Items listed in a dataset:
::::
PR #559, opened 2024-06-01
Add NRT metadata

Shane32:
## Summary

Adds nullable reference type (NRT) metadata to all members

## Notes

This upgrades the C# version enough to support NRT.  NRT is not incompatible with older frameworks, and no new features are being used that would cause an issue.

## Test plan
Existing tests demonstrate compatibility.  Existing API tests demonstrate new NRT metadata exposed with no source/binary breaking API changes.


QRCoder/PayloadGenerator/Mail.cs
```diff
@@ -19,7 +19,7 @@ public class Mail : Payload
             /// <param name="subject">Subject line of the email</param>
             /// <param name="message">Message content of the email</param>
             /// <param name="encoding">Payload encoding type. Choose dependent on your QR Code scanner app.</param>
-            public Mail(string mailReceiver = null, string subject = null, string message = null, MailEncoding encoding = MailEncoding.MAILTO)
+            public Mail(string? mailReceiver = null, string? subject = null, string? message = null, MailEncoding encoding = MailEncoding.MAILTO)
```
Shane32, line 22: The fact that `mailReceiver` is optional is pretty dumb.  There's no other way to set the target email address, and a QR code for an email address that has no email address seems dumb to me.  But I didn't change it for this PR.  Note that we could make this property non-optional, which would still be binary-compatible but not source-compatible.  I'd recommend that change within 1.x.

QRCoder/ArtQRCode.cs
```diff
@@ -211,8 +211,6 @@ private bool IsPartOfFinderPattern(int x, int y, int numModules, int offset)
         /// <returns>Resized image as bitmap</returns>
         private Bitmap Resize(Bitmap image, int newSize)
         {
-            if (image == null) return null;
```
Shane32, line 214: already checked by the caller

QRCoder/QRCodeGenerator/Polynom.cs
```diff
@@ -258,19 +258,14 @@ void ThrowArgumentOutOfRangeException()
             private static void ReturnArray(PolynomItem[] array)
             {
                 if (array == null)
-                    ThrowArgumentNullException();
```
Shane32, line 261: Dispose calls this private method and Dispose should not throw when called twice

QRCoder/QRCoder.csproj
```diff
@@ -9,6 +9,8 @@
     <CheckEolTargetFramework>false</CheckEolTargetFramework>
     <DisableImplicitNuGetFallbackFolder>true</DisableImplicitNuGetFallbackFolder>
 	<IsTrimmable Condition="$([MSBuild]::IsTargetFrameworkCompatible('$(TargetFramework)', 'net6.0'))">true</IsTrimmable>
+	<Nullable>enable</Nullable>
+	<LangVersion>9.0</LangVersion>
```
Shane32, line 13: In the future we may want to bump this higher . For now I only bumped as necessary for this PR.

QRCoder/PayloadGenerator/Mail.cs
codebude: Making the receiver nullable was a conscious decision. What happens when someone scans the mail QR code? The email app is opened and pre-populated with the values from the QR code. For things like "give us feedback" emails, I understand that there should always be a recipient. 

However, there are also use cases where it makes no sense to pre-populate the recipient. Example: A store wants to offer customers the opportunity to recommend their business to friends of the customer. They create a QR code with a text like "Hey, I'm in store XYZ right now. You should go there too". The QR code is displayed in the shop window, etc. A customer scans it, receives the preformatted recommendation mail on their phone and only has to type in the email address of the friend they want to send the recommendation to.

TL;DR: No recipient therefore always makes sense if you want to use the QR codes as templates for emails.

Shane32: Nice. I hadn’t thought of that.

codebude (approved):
::::
ABOUT THIS TASK:
Go through the records and count every line with the word "string"; the answer is the number alone.

OUTPUT OF THE EXERCISE:
2